[Data excerpts]
Issue #1351, opened 2023-07-13
Can I disable HTTPS beacons fallback to Port 80?


xinhuang:
**Is your feature request related to a problem? Please describe.**
To only connect to specific port and disable fallback to Port 80 for HTTPS beacons.

**Describe the solution you'd like**

From the [source code](https://github.com/BishopFox/sliver/blob/452ce12e9ff6ef9ef84282aef037eaf80755e4f2/implant/sliver/transports/httpclient/httpclient.go#L124), it seems there are two cases:

1. if opts.ForceHTTP is true, beacon will try to connect to Port 80 only.
2. if opts.ForceHTTP is false, e.g. 443, beacon will first try to connect to Port 443, if it fails, it will fallback to Port 80.

Can we add one more option disabling this fallback?

```go
// HTTPStartSession - Attempts to start a session with a given address
func HTTPStartSession(address string, pathPrefix string, opts *HTTPOptions) (*SliverHTTPClient, error) {
	var client *SliverHTTPClient
	var err error
	if !opts.ForceHTTP {
		client = httpsClient(address, opts)
		client.Options = opts
		client.PathPrefix = pathPrefix
		err = client.SessionInit()
		if err == nil {
			return client, nil
		}
	}
	if err != nil || opts.ForceHTTP {
		// If we're using default ports then switch to 80
		if strings.HasSuffix(address, ":443") {
			address = fmt.Sprintf("%s:80", address[:len(address)-4])
		}

		client = httpClient(address, opts) // Fallback to insecure HTTP
		client.Options = opts
		client.PathPrefix = pathPrefix
		err = client.SessionInit()
		if err != nil {
			return nil, err
		}
	}
	return client, nil
}
```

EXERCISE DIRECTIONS >>
Reproduce all the records. Keep them exact, please.

SOLUTION TO THIS PROBLEM >>
Issue #1351, opened 2023-07-13
Can I disable HTTPS beacons fallback to Port 80?


xinhuang:
**Is your feature request related to a problem? Please describe.**
To only connect to specific port and disable fallback to Port 80 for HTTPS beacons.

**Describe the solution you'd like**

From the [source code](https://github.com/BishopFox/sliver/blob/452ce12e9ff6ef9ef84282aef037eaf80755e4f2/implant/sliver/transports/httpclient/httpclient.go#L124), it seems there are two cases:

1. if opts.ForceHTTP is true, beacon will try to connect to Port 80 only.
2. if opts.ForceHTTP is false, e.g. 443, beacon will first try to connect to Port 443, if it fails, it will fallback to Port 80.

Can we add one more option disabling this fallback?

```go
// HTTPStartSession - Attempts to start a session with a given address
func HTTPStartSession(address string, pathPrefix string, opts *HTTPOptions) (*SliverHTTPClient, error) {
	var client *SliverHTTPClient
	var err error
	if !opts.ForceHTTP {
		client = httpsClient(address, opts)
		client.Options = opts
		client.PathPrefix = pathPrefix
		err = client.SessionInit()
		if err == nil {
			return client, nil
		}
	}
	if err != nil || opts.ForceHTTP {
		// If we're using default ports then switch to 80
		if strings.HasSuffix(address, ":443") {
			address = fmt.Sprintf("%s:80", address[:len(address)-4])
		}

		client = httpClient(address, opts) // Fallback to insecure HTTP
		client.Options = opts
		client.PathPrefix = pathPrefix
		err = client.SessionInit()
		if err != nil {
			return nil, err
		}
	}
	return client, nil
}
```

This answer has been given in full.